Yup....another Great episode.  I was wondering what would happen to Floki, and Ragnor seems to have come up with a variation of "waterboarding" that our own CIA might want to take a look at.  I got a phone call right in the middle of the show, and missed what happened to Floki's little girl...i came back to the show as Ragnor was helping dig the grave.  I guess I'll have to review the show on the History web-site to see what happened.  

This show just keeps getting better and better.  It is a Canadian production, and our Hollywood people could learn some lessons from this on how to keep the audiences attention.


----------



## vickyNightowl (Feb 26, 2016)

chic said:


> I did. Great action packed episode. I had a feeling Ragnar would let Floki live but what a suitable punishment. That's why he's king and I'm not.



Ragnar is fiinally getting stronger! And Floki yes,very fitting punishment but like Aslaug said.Athelstan was a Christian.Ragnar showedd her what loyalty was.loll


----------



## IKE (Feb 27, 2016)

Apparently 38 year old Lagertha (Katheryn Winnick) is a pretty tough lady in real life also.
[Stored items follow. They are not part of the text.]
Issue #1660, opened 2021-07-23
Naming: use hyphenating convention in command names pre-fixed with `no`, e.g.: changing from `nosound` to `no-sound`


pdelfino:
Currently, Nyxt has as command names:
- `nowebgl-mode`;
- `nosound-mode`;
- `noimage-mode`;
- `noscript-mode`;

Maybe, I missed something valuable about this approach, but it seems to be inconsistent with the Common Lisp conventions on [naming](https://www.cliki.net/naming+conventions) and inconsistent with everything else in Nyxt. 

Even the predicates in Nyxt's source code are written as `foo-p` although in classical books they use `foop`. [1] 

Thus, I would suggest using **hyphenating**:

- `nowebgl-mode` -> `no-webgl-mode`;
- `nosound-mode` -> `no-sound-mode`;
- `noimage-mode` -> `no-image-mode`;
- `noscript-mode` -> `no-script-mode`;

I would be glad to send a patch. The case of `noop` is special and treated [here](https://github.com/atlas-engineer/nyxt/issues/1659).

[1] - By the way, I think `foo-p` is better :smile: . hyphenating rocks :guitar:

Ambrevar:
Fair to me.

@jmercouris @aartaka?

Ambrevar:
Issues #1660 #1659 and #1658 could have been just one issue ;)  It's also helpful to gather things that belong together and not clutter the issue tracker too much :)

aartaka:
I prefer the no-hyphen version more here. It looks and reads shorter without the pause hyphen introduces. In case with `noscript` and `nosound` it's even a valid piece of language.

Ambrevar:
You mean "nosound" is in the English dictionary?

Can't find it :p
https://en.wiktionary.org/wiki/Special:Search?search=nosound&ns0=1

jmercouris:
I am ambivalent, I don't think the success of Nyxt hinges upon the presence of hyphens. :-D

pdelfino:
> Issues #1660 #1659 and #1658 could have been just one issue ;) It's also helpful to gather things that belong together and not clutter the issue tracker too much :)

Interesting. It was actually harder for me to split things. It would have been easier for me to write just one.

I was reading about good practices in FOSS and the recommendation was to try splitting things into atomic/independent and small changes.

It turns out, you guys said kind of a "yes" for all of suggestions. But since they are different, you could have said "no" to one or two without affecting the other. 

[...]

PR #1665, opened 2021-07-24
Use hyphenating in commands pre-fixed with "no", such as changing from `nosound` to `no-sound`

pdelfino:
Hi guys,

This PR address issue #1660. As a *general instruction*, John asked me to insert the name of the files being changed in commit messages. So, I did it.

I did 1 commit for each file changed. Sometimes, one file had something like 2, 3 or 4 lines changed due to the renaming.

I also did 1 commit for each `magit-file-rename` which means 4 commits. 

I know how to squash but I was just unsure if I should squash these commits. It would be nice to receive suggestions if these renaming should be in master history or not.

Since these changes could cause problems, I tested `no-sound`, `no-image`, `no-script`, and `no-webgl`. 
I did not break anything. Everything is working :wink:


documents/CHANGELOG.org
```diff
@@ -539,7 +539,7 @@ If possible!
 
   Help to implement additional backends is welcome!
 
-- New =nowebgl-mode=.
+- New =no-webgl-mode=.
```
Ambrevar, line 542: Don't update the ChangeLog previous entries, since older entries refer to older code.

source/dom.lisp
```diff
@@ -65,7 +65,7 @@
   img-element input-element ins-element kbd-element label-element legend-element
   (li-element list-element) link-element (main-element semantic-element) map-element
   (mark-element semantic-element) meta-element meter-element (nav-element semantic-element)
-  noscript-element object-element (ol-element list-element) optgroup-element
+  no-script-element object-element (ol-element list-element) optgroup-element
```
Ambrevar, line 68: Not sure this is correct.  @aartaka ?

aartaka: It's not! HTML is standardized, and we're borrowing from HTML here.

pdelfino:
OK. The changes on CHANGE.log and `dom.lisp` were reverted and then I squashed them. I think it is good to go! :wink:

jmercouris:
Thank you!

Ambrevar:
Wait, this should not have been merged, it breaks backward compatibility!

I suggest to revert it, we dont' have a good way to deal with deprecated modes.  We can keep this for 3.0, it's a trivial, non-urgent change anyways.

jmercouris:
Right, I forgot about that! I almost think it would be easier at this point to merge everything to the 2 series branch and work on that (except for this). What do you think?

jmercouris:
I can also revert it of course, I let me see if I could turn it into 1 revert commit somehow

Ambrevar:
> Right, I forgot about that! I almost think it would be easier at this point to
> merge everything to the 2 series branch and work on that (except for this). What
> do you think?

What do you mean with "everything" and "that"? :p

Ambrevar:
For now I suggest we revert as I'd like to prepare 2.2.

jmercouris:
> > Right, I forgot about that! I almost think it would be easier at this point to
> > merge everything to the 2 series branch and work on that (except for this). What
> > do you think?
> 
> What do you mean with "everything" and "that"? :p

It was clear in my head :-D. Reading it again, no idea... Ay yai yai. Anyways, I will revert.

Issue #1647, opened 2021-07-21
Documentation: mention `toggle-mode` on tutorial section about `enable` and `disable` modes


pdelfino:
On [this section](https://github.com/atlas-engineer/nyxt/blob/5122b228a122177a54dc7e0e97426769d747b161/source/tutorial.lisp#L208), the tutorial already covers `enable` and `disable` mode.

`toggle-mode` has an overlap with them. Enable and disable act on multiple buffers. Toggle mode only works for the present buffer.

I have just realized this recently. The tutorial could cover that info with a 1 line addition. The section would go from (:h3 "Enable and Disable modes") to (:h3 " Enable, Disable, and Toggle modes") with a phrase addition such as: "In addition, it is also possible to apply and/or remove multiple modes only for the current buffer using toggle-mode`.

I can send a patch if you think it is a valuable addition.

pdelfino:
I am closing this issue since the suggestions have now been merged. Awkwardly, PR #1668 is listed as closed and not merged. But the suggested changes were, indeed, merged to the master branch.

PR #1668, opened 2021-07-26
tutorial: insert a brief explanation about `toggle-mode` on section about Enable and Disable of multiple modes.

pdelfino:
This addresses issue #1647.

### DIFF
--- a/source/tutorial.lisp
+++ b/source/tutorial.lisp
@@ -5,8 +5,8 @@
 
 (defun tutorial-content ()
   (spinneret:with-html-string
-   (:h2 "Core Concepts")
-   (:h3 "Keybindings and Commands")
+   (:h2 "Core concepts")
+   (:h3 "Keybindings and commands")
    (:p "Commands are invoked by pressing specific keys or from
 the " (:code "execute-command") " menu (" (:code (binding-keys 'execute-command))
 ").")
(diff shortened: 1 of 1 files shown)


source/tutorial.lisp
```diff
@@ -205,12 +205,14 @@ a user is using their email client which also uses " (:code "C-i") " for the ita
 executing " (:code "application-mode") " the " (:code "C-i") " binding is associated
 with the webpage's italic command instead of " (:code "autofill") ". Finally, the
 user can return to their configuration just by executing " (:code "application-mode") " again.")
-   (:h3 "Enable and Disable modes")
-   (:p "The command " (:code "enable-mode") " allows the user to apply a
-mode (such as " (:code "nosound-mode") " or " (:code "dark-mode") ") to multiple
-buffers at once. Conversely, it is possible to revert this action
+   (:h3 "Enable, Disable, and Toggle multiple modes")
```
Ambrevar, line 208: We are a bit inconsistent with our title casing.  Only a few use "title case", so I suggest using sentence case everywhere.
```
Enable, Disable, and Toggle multiple modes
```

pdelfino: Ok, fixed sente case on `Enable, disable, and toggle multiple modes`.

I did another commit in this PR making the whole tutorial **sentence case** consistent.

In addition, I noticed a section I wrote on `Copying and Pasting` was the only one using gerund (ing). So, to make it consistent on grammar in comparison to the whole manual, I have changed it to `Copy and paste`

jmercouris:
This has been merged, thank you!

1. 3rd degree black belt in Taekwondo.

2. 2nd degree black belt in Karate.

3. licensed bodyguard.

She also owns two or three martial arts studios in Canada.


----------



## vickyNightowl (Feb 27, 2016)

Don M. said:


> Yup....another Great episode.  I was wondering what would happen to Floki, and Ragnor seems to have come up with a variation of "waterboarding" that our own CIA might want to take a look at.  I got a phone call right in the middle of the show, and missed what happened to Floki's little girl...i came back to the show as Ragnor was helping dig the grave.  I guess I'll have to review the show on the History web-site to see what happened.
> 
> This show just keeps getting better and better.  It is a Canadian production, and our Hollywood people could learn some lessons from this on how to keep the audiences attention.
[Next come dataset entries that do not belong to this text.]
PR #1669, opened 2021-07-26
Replace all ftype declarations by sera:->.

Ambrevar:
It's less verbose and reads more naturally from left to right.  It also enforces
the declaration of the return type.  When unspecified, use `*'.


jmercouris:
Thank you!

Issue #1659, opened 2021-07-23
Naming: change name of command from `noop` to `no-operation` or `nooperation`


pdelfino:
The opinion below might be subjective/biased on background, since I have never used/heard/seen the "noop" word before. 
Still, I think the command  `noop` could have a better name.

When asked by Ragnar how Flokis daughter died,her response was 'does it matter?' 

I don't know why that was done,maybe they will write Flokis wife off.


----------



## BlunderWoman (Feb 27, 2016)

I also missed what happened to Floki's daughter. I only saw the burial. I gotta say though the torture stuff is very hard for me to watch. Anyone know what happened to Floki's daughter?


----------



## IKE (Feb 28, 2016)

My gut feeling based on absolutely nothing.......I think that we'll find out that either Floki or his wife killed their daughter for some disturbed reason.


----------



## IKE (Feb 28, 2016)

Don M. said:


> If you miss a show, you can go to the History Channel web site, and they have all their shows available for streaming.  I almost prefer to watch the shows on my computer, because there are No commercial interruptions.  The average Vikings show is about 43 minutes....so watching on the Internet gets rid of 17 minutes of goofy commercials.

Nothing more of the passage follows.